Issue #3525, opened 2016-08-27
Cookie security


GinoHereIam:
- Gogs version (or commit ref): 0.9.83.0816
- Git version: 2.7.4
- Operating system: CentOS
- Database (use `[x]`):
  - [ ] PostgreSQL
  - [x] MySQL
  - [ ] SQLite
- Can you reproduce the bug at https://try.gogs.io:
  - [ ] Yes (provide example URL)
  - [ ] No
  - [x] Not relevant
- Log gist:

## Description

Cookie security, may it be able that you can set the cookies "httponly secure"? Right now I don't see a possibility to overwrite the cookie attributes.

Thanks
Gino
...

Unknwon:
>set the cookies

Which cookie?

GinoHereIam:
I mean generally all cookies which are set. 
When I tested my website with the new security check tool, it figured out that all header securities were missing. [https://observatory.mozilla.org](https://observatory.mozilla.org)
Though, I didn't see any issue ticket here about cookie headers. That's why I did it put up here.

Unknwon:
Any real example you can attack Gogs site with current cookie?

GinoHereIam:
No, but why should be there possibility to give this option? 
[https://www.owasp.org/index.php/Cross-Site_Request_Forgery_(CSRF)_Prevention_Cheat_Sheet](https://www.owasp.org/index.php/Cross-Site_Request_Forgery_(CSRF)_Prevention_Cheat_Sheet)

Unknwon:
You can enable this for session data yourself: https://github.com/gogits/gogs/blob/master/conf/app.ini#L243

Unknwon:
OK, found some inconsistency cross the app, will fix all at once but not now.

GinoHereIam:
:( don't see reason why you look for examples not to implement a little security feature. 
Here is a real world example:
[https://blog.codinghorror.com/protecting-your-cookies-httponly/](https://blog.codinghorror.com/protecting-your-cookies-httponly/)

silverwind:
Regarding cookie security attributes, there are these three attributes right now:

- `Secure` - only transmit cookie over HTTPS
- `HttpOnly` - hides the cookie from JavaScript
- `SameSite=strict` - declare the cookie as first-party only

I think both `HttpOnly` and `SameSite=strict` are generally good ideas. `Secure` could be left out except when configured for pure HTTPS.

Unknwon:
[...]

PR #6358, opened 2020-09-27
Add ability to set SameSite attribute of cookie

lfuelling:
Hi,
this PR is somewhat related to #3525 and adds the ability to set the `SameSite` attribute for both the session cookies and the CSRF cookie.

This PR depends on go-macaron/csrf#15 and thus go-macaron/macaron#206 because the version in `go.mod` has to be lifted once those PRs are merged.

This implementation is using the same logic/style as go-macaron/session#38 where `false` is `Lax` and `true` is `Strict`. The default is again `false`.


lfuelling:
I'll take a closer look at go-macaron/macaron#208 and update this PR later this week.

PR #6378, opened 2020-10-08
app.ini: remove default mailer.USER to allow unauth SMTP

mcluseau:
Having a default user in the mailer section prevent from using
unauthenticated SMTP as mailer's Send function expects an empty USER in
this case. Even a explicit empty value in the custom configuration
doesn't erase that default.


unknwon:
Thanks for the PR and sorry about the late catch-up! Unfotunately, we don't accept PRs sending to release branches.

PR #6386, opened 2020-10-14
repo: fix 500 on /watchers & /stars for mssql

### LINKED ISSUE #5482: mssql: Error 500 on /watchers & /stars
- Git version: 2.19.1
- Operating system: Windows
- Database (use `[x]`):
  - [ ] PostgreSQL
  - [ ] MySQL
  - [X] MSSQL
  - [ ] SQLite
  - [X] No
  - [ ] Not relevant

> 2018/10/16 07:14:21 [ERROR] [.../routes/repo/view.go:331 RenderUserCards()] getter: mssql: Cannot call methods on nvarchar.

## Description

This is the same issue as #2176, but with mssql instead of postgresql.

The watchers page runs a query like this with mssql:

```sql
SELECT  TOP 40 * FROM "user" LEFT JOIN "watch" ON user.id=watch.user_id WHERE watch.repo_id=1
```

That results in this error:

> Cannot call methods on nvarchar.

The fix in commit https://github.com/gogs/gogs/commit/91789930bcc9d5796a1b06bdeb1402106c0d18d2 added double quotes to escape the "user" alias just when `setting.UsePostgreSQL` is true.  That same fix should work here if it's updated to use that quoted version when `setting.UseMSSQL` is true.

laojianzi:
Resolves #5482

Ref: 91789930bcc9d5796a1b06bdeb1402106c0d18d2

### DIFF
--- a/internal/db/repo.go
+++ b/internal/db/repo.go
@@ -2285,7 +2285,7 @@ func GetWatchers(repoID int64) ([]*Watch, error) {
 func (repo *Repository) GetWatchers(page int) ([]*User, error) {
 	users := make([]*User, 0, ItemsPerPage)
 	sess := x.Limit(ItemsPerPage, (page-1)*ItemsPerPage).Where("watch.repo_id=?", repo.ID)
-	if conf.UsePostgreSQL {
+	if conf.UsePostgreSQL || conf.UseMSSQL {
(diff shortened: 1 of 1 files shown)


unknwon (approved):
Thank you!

----

The task -
Restate the records, all of them, precisely as written.

Written solution -
Issue #3525, opened 2016-08-27
Cookie security


GinoHereIam:
- Gogs version (or commit ref): 0.9.83.0816
- Git version: 2.7.4
- Operating system: CentOS
- Database (use `[x]`):
  - [ ] PostgreSQL
  - [x] MySQL
  - [ ] SQLite
- Can you reproduce the bug at https://try.gogs.io:
  - [ ] Yes (provide example URL)
  - [ ] No
  - [x] Not relevant
- Log gist:

## Description

Cookie security, may it be able that you can set the cookies "httponly secure"? Right now I don't see a possibility to overwrite the cookie attributes.

Thanks
Gino
...

Unknwon:
>set the cookies

Which cookie?

GinoHereIam:
I mean generally all cookies which are set. 
When I tested my website with the new security check tool, it figured out that all header securities were missing. [https://observatory.mozilla.org](https://observatory.mozilla.org)
Though, I didn't see any issue ticket here about cookie headers. That's why I did it put up here.

Unknwon:
Any real example you can attack Gogs site with current cookie?

GinoHereIam:
No, but why should be there possibility to give this option? 
[https://www.owasp.org/index.php/Cross-Site_Request_Forgery_(CSRF)_Prevention_Cheat_Sheet](https://www.owasp.org/index.php/Cross-Site_Request_Forgery_(CSRF)_Prevention_Cheat_Sheet)

Unknwon:
You can enable this for session data yourself: https://github.com/gogits/gogs/blob/master/conf/app.ini#L243

Unknwon:
OK, found some inconsistency cross the app, will fix all at once but not now.

GinoHereIam:
:( don't see reason why you look for examples not to implement a little security feature. 
Here is a real world example:
[https://blog.codinghorror.com/protecting-your-cookies-httponly/](https://blog.codinghorror.com/protecting-your-cookies-httponly/)

silverwind:
Regarding cookie security attributes, there are these three attributes right now:

- `Secure` - only transmit cookie over HTTPS
- `HttpOnly` - hides the cookie from JavaScript
- `SameSite=strict` - declare the cookie as first-party only

I think both `HttpOnly` and `SameSite=strict` are generally good ideas. `Secure` could be left out except when configured for pure HTTPS.

Unknwon:
[...]

PR #6358, opened 2020-09-27
Add ability to set SameSite attribute of cookie

lfuelling:
Hi,
this PR is somewhat related to #3525 and adds the ability to set the `SameSite` attribute for both the session cookies and the CSRF cookie.

This PR depends on go-macaron/csrf#15 and thus go-macaron/macaron#206 because the version in `go.mod` has to be lifted once those PRs are merged.

This implementation is using the same logic/style as go-macaron/session#38 where `false` is `Lax` and `true` is `Strict`. The default is again `false`.


lfuelling:
I'll take a closer look at go-macaron/macaron#208 and update this PR later this week.

PR #6378, opened 2020-10-08
app.ini: remove default mailer.USER to allow unauth SMTP

mcluseau:
Having a default user in the mailer section prevent from using
unauthenticated SMTP as mailer's Send function expects an empty USER in
this case. Even a explicit empty value in the custom configuration
doesn't erase that default.


unknwon:
Thanks for the PR and sorry about the late catch-up! Unfotunately, we don't accept PRs sending to release branches.

PR #6386, opened 2020-10-14
repo: fix 500 on /watchers & /stars for mssql

### LINKED ISSUE #5482: mssql: Error 500 on /watchers & /stars
- Git version: 2.19.1
- Operating system: Windows
- Database (use `[x]`):
  - [ ] PostgreSQL
  - [ ] MySQL
  - [X] MSSQL
  - [ ] SQLite
  - [X] No
  - [ ] Not relevant

> 2018/10/16 07:14:21 [ERROR] [.../routes/repo/view.go:331 RenderUserCards()] getter: mssql: Cannot call methods on nvarchar.

## Description

This is the same issue as #2176, but with mssql instead of postgresql.

The watchers page runs a query like this with mssql:

```sql
SELECT  TOP 40 * FROM "user" LEFT JOIN "watch" ON user.id=watch.user_id WHERE watch.repo_id=1
```

That results in this error:

> Cannot call methods on nvarchar.

The fix in commit https://github.com/gogs/gogs/commit/91789930bcc9d5796a1b06bdeb1402106c0d18d2 added double quotes to escape the "user" alias just when `setting.UsePostgreSQL` is true.  That same fix should work here if it's updated to use that quoted version when `setting.UseMSSQL` is true.

laojianzi:
Resolves #5482

Ref: 91789930bcc9d5796a1b06bdeb1402106c0d18d2

### DIFF
--- a/internal/db/repo.go
+++ b/internal/db/repo.go
@@ -2285,7 +2285,7 @@ func GetWatchers(repoID int64) ([]*Watch, error) {
 func (repo *Repository) GetWatchers(page int) ([]*User, error) {
 	users := make([]*User, 0, ItemsPerPage)
 	sess := x.Limit(ItemsPerPage, (page-1)*ItemsPerPage).Where("watch.repo_id=?", repo.ID)
-	if conf.UsePostgreSQL {
+	if conf.UsePostgreSQL || conf.UseMSSQL {
(diff shortened: 1 of 1 files shown)


unknwon (approved):
Thank you!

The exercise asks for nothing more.